Start of RECORD EXTRACTS
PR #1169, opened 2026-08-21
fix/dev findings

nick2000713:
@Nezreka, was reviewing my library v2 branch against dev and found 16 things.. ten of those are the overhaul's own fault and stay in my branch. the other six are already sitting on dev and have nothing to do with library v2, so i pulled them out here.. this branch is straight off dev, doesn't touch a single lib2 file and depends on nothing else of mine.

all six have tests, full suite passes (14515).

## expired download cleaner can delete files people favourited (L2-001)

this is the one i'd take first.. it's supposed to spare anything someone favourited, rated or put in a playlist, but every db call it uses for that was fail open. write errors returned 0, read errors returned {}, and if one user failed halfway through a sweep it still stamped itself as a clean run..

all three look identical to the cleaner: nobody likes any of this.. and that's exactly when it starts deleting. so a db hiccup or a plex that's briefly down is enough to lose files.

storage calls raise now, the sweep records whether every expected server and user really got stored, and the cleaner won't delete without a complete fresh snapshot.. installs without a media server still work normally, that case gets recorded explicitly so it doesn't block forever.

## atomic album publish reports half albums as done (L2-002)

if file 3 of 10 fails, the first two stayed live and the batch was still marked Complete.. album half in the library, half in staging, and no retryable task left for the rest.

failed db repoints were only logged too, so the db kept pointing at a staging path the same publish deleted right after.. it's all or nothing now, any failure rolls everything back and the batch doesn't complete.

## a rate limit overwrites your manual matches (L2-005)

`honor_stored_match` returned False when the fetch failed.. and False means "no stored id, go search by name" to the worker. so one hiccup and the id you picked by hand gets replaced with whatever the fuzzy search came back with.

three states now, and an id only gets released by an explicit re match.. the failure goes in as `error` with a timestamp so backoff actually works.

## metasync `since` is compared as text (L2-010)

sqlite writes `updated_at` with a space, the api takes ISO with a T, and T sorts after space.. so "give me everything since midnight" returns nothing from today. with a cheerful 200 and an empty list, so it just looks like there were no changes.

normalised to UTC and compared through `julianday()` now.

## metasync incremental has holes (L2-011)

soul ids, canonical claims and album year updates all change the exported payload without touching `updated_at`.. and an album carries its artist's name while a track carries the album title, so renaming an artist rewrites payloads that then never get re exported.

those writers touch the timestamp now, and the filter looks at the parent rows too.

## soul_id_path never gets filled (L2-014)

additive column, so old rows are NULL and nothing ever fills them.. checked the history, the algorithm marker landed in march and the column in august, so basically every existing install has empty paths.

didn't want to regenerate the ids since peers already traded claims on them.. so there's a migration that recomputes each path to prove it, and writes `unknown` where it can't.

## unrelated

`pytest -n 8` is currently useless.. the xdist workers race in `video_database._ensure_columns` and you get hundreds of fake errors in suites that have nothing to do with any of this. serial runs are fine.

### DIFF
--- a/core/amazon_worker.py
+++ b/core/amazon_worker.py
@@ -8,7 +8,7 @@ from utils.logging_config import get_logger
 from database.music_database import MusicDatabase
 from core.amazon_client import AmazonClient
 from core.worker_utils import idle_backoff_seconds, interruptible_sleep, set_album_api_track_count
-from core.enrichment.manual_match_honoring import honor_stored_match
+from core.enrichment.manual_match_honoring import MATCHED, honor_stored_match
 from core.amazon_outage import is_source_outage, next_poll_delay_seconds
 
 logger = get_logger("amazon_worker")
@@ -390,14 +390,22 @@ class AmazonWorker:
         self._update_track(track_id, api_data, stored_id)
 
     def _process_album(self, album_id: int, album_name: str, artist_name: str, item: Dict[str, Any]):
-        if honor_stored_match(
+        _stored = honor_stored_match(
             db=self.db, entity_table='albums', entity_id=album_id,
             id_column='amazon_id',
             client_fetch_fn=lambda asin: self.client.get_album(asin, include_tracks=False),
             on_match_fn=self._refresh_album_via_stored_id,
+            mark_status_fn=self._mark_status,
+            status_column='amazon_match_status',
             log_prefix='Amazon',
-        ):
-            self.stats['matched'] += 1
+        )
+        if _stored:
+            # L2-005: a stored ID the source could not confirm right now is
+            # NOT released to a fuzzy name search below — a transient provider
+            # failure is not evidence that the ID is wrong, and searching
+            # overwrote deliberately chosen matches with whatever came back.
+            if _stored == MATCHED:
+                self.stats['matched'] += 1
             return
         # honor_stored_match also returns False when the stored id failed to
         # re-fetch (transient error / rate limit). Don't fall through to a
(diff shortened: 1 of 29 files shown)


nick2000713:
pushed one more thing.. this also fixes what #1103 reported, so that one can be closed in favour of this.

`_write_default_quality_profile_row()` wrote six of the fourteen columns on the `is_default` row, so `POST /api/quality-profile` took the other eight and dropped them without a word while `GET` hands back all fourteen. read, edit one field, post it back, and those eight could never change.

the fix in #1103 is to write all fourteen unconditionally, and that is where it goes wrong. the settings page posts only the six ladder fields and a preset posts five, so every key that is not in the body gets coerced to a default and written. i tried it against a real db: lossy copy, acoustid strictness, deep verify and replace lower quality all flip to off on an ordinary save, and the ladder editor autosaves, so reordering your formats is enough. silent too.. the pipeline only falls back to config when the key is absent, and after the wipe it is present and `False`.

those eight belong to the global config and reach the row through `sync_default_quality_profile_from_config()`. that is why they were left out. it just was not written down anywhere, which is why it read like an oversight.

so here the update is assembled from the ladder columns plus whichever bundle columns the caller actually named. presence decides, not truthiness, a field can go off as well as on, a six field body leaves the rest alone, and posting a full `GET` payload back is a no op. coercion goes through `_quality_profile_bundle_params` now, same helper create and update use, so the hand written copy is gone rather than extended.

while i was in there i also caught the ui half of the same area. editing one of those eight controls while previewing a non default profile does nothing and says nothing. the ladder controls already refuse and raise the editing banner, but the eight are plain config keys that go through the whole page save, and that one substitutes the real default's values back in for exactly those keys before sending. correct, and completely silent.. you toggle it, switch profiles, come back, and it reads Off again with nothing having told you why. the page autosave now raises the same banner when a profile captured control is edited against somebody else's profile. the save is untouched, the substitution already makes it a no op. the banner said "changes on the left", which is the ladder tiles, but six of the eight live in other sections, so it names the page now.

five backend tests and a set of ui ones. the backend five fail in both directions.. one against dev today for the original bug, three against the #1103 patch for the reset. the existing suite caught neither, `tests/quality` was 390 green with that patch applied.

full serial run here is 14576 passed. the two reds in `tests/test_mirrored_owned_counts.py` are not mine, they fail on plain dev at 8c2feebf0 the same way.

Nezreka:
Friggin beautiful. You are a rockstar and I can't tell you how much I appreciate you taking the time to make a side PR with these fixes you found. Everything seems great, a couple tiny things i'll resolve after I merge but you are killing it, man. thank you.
End of RECORD EXTRACTS
● EXERCISE GOAL:
What lines in the data include the string "enrichment"? Copy each one.

● EXERCISE SOLUTION:
-from core.enrichment.manual_match_honoring import honor_stored_match
+from core.enrichment.manual_match_honoring import MATCHED, honor_stored_match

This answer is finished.